[[ DATA EXTRACT open ]]

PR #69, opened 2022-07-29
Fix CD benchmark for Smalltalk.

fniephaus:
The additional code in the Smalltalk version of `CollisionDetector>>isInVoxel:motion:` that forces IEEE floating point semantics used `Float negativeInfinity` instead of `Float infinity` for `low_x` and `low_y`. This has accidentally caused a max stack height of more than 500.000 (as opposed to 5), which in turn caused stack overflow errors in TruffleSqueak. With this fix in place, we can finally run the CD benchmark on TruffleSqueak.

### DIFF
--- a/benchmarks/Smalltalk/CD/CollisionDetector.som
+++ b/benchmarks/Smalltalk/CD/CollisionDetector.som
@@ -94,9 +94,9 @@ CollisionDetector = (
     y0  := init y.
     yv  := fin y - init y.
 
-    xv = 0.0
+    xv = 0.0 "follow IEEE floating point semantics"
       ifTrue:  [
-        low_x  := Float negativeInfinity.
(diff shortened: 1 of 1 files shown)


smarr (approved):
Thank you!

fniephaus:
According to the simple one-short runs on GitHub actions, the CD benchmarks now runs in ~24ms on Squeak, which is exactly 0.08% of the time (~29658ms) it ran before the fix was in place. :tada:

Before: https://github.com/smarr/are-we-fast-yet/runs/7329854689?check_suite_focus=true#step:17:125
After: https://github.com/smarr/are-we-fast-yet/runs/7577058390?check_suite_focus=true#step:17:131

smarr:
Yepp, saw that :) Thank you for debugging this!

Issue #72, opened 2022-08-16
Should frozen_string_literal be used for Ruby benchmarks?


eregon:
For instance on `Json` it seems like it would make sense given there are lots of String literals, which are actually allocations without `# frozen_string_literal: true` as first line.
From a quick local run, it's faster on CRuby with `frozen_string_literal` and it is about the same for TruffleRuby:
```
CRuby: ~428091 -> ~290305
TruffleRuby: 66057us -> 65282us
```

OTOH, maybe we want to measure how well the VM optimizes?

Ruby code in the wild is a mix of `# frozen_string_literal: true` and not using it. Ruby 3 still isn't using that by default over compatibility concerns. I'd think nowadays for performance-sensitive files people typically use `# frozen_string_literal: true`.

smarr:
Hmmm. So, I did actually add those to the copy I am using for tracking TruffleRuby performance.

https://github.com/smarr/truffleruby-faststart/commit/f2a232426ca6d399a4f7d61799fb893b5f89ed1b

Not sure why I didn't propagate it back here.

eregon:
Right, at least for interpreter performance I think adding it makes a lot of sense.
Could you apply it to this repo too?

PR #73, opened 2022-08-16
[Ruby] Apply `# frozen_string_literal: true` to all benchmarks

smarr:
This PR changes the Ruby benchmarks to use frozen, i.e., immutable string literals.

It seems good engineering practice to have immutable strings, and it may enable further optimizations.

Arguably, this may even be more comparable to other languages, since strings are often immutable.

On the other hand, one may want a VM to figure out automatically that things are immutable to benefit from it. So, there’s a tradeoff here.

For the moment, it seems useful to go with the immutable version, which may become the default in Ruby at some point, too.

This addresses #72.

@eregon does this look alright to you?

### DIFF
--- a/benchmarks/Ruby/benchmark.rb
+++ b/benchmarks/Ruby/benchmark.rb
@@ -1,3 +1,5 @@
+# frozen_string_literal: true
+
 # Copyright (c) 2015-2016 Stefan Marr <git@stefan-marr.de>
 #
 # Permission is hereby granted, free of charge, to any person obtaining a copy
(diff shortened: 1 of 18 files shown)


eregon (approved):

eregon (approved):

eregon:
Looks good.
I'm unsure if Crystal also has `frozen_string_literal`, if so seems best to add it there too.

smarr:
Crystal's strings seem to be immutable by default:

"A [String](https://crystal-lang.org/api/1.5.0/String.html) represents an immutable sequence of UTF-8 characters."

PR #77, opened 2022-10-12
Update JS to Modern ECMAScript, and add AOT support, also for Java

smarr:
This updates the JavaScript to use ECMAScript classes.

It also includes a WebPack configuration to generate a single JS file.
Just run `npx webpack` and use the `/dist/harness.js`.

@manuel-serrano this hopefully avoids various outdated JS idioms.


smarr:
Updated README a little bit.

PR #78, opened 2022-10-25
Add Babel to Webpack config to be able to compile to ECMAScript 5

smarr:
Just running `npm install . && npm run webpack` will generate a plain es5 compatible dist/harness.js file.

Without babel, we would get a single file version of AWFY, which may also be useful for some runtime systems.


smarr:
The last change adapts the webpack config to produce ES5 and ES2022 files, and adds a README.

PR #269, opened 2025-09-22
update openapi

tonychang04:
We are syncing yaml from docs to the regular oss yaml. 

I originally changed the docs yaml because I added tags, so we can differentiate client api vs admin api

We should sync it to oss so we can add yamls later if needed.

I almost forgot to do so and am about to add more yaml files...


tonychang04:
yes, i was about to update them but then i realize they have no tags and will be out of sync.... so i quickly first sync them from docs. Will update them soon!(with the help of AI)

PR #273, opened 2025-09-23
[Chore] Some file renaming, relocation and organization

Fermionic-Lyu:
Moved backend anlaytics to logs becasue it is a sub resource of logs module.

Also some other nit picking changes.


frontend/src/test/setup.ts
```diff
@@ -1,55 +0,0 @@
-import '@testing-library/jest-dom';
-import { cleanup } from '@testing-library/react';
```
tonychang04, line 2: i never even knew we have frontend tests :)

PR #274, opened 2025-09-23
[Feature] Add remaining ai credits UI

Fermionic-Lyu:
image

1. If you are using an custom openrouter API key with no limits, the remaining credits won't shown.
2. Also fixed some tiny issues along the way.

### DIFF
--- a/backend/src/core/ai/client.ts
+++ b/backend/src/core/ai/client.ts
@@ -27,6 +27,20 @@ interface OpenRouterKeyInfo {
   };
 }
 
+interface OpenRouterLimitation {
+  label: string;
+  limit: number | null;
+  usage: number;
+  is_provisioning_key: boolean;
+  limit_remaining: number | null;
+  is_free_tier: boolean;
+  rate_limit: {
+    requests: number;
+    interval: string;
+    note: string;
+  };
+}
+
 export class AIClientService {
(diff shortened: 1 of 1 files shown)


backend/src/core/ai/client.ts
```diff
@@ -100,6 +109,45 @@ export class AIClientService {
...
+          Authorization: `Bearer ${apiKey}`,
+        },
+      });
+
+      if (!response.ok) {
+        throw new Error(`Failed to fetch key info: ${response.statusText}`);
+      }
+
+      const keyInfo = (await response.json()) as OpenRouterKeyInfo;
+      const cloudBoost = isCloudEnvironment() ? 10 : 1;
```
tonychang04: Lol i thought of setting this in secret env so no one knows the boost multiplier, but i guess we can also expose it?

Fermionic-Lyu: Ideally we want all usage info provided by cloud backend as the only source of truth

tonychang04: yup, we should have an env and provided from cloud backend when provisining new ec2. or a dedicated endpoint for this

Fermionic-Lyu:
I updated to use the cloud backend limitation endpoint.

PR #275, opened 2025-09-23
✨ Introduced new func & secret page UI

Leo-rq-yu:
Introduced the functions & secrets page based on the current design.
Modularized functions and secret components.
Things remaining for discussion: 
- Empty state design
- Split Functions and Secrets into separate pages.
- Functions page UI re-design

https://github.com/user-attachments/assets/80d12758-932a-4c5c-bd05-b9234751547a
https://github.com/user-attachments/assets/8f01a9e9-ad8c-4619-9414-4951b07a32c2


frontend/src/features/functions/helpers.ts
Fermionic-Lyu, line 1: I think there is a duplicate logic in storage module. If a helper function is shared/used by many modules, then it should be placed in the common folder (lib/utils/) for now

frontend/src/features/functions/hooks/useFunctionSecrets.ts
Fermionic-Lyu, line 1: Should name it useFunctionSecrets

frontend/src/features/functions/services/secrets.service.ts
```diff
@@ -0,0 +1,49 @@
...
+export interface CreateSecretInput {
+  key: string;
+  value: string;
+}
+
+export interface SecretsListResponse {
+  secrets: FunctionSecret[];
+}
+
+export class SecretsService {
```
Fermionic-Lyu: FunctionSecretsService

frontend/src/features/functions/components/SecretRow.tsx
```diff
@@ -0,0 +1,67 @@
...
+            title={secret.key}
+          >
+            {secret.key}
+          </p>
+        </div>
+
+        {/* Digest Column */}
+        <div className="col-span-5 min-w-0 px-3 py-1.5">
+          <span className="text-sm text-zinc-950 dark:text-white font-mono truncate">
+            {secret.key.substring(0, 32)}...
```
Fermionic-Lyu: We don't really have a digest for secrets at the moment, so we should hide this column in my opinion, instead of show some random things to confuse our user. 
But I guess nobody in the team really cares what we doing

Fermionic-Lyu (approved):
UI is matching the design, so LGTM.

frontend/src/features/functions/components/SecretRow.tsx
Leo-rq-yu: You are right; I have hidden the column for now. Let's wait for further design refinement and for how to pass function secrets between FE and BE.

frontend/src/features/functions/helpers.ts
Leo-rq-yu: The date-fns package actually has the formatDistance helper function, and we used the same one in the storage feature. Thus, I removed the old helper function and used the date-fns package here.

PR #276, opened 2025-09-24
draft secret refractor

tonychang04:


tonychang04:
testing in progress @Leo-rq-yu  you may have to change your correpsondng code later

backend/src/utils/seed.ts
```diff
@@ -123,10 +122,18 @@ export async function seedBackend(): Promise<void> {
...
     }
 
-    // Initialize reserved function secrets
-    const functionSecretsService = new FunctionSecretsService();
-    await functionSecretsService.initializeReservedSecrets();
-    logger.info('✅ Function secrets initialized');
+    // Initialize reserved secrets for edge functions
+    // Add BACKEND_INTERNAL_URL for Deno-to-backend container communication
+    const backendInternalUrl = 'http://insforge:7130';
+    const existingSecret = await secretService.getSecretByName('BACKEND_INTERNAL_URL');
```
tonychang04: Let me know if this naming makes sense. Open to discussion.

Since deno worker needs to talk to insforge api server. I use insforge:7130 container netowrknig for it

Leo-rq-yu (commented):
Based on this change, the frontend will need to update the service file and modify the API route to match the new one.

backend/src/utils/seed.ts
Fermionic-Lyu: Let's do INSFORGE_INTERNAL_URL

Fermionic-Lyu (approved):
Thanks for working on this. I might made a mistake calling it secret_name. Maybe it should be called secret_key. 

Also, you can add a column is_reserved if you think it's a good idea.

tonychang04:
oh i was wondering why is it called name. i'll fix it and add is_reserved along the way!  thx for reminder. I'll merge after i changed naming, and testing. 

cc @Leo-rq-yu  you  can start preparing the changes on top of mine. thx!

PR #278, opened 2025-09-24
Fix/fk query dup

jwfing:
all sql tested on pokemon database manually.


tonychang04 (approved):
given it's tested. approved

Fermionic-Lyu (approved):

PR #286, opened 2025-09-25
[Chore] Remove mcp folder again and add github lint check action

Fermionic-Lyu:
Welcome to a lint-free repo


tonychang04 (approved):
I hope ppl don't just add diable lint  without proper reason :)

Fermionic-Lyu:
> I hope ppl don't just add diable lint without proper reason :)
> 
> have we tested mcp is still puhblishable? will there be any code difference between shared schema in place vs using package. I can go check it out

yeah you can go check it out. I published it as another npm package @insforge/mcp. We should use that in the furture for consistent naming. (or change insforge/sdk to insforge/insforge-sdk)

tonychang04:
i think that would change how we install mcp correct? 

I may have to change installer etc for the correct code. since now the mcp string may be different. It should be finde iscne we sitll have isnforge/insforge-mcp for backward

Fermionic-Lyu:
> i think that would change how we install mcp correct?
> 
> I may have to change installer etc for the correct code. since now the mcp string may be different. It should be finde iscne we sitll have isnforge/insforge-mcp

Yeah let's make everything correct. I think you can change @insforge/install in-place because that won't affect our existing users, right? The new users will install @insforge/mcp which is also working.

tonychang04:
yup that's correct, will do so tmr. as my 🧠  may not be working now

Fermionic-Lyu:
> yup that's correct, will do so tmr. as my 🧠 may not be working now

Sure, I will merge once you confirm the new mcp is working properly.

[[ DATA EXTRACT closed ]]
[[ DATA EXTRACT open ]]

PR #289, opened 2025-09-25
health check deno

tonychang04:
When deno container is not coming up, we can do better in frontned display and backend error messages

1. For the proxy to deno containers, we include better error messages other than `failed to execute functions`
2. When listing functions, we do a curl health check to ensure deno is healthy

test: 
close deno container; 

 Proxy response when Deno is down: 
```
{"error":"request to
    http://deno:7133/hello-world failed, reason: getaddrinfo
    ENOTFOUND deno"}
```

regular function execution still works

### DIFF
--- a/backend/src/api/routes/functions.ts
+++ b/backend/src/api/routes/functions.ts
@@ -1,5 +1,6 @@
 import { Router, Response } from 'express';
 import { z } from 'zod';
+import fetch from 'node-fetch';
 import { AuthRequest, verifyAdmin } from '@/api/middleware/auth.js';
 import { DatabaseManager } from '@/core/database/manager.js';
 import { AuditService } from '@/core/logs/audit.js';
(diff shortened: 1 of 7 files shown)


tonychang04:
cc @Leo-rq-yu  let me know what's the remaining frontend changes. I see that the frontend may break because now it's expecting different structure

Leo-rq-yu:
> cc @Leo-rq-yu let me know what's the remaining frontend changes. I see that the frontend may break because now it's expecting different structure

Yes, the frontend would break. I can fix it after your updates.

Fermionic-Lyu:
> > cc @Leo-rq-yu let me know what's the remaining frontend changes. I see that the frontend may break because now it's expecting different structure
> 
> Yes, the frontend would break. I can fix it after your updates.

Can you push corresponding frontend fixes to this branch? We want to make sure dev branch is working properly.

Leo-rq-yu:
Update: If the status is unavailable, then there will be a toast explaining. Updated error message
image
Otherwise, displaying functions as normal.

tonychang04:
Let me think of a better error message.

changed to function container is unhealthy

[[ DATA EXTRACT closed ]]

AIM OF THE EXERCISE >> Restate word for word only the lines above from the line containing "PR #69, opened 2022-07-29" to the line containing "According to the", both of them included.

RESULT BELOW >>
PR #69, opened 2022-07-29
Fix CD benchmark for Smalltalk.

fniephaus:
The additional code in the Smalltalk version of `CollisionDetector>>isInVoxel:motion:` that forces IEEE floating point semantics used `Float negativeInfinity` instead of `Float infinity` for `low_x` and `low_y`. This has accidentally caused a max stack height of more than 500.000 (as opposed to 5), which in turn caused stack overflow errors in TruffleSqueak. With this fix in place, we can finally run the CD benchmark on TruffleSqueak.

### DIFF
--- a/benchmarks/Smalltalk/CD/CollisionDetector.som
+++ b/benchmarks/Smalltalk/CD/CollisionDetector.som
@@ -94,9 +94,9 @@ CollisionDetector = (
     y0  := init y.
     yv  := fin y - init y.
 
-    xv = 0.0
+    xv = 0.0 "follow IEEE floating point semantics"
       ifTrue:  [
-        low_x  := Float negativeInfinity.
(diff shortened: 1 of 1 files shown)


smarr (approved):
Thank you!

fniephaus:
According to the simple one-short runs on GitHub actions, the CD benchmarks now runs in ~24ms on Squeak, which is exactly 0.08% of the time (~29658ms) it ran before the fix was in place. :tada:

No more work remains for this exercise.